For anyone using or thinking about woodmaster planer/molders. I've started a blog about about my own experiences. Feel free to contact me with any ideas or comments.
http://woodmastermods.blogspot.com/

Thanks,
Justin Wright
American Logs & Siding LLC.


----------



## Gerry KIERNAN (Apr 20, 2007)

Justin W said:


> For anyone using or thinking about woodmaster planer/molders. I've started a blog about about my own experiences. Feel free to contact me with any ideas or comments.
> http://woodmastermods.blogspot.com/
> 
> Thanks,
> ...


 Thank you for your input on the Woodmaster planer/molders. I have been receiving their mailouts and e-mails for a while now, and am considering purchase somewhere in the furure. It is good to hear that the feedback is generally pretty positive. With the volume of material you are doing it is obvious that you are working these machines to their potential.
Please keep your blog going, it will be a great help for those who are considering purchase.

Thanks again:thumbsup:

Gerry


----------



## Charlie Mac (Jun 14, 2009)

*Woodmaster Planer/Molder*

I have a Woodmaster 725 planer/molder/sander/gang rip maching.

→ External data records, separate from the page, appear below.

PR #2531, opened 2025-05-07
Modify `update-jruby` script to require Java 21+ for JRuby 10+

mislav:
Any jruby version starting with `10.*` will have `require_java 21` instead of `require_java 8`.

/cc @headius https://github.com/rbenv/ruby-build/pull/2530#discussion_r2078079546


hsbt (approved):
👍

Issue #2535, opened 2025-05-15
When will 3.4.4 will be available on brew/ruby-build?


kapso:

rud:
Nudge: would somebody be so kind as to cut a fresh release of this project? Thank you in advance :)

jasonkarns:
Released https://github.com/rbenv/ruby-build/releases/tag/v20250516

I've had it about four years and am overall pleased with it and with Woodmaster's support. I also have their 50" drum sander which works fine too. We mostly use the 725 for making molding, but we recently sold our Shop Fox 20" planer so we've begun using the Woodmaster for planing as well. Perhaps the best thing about Woodmaster is that they're a fairly small company in Kansas City so you can call them up if you have a question or a problem and actually get to speak with someone who really knows what they're talking about. Oh yes, we have their 5hp dust collector system also. Had a little warranty issue with it so they shipped us another one out right away. Great service.


----------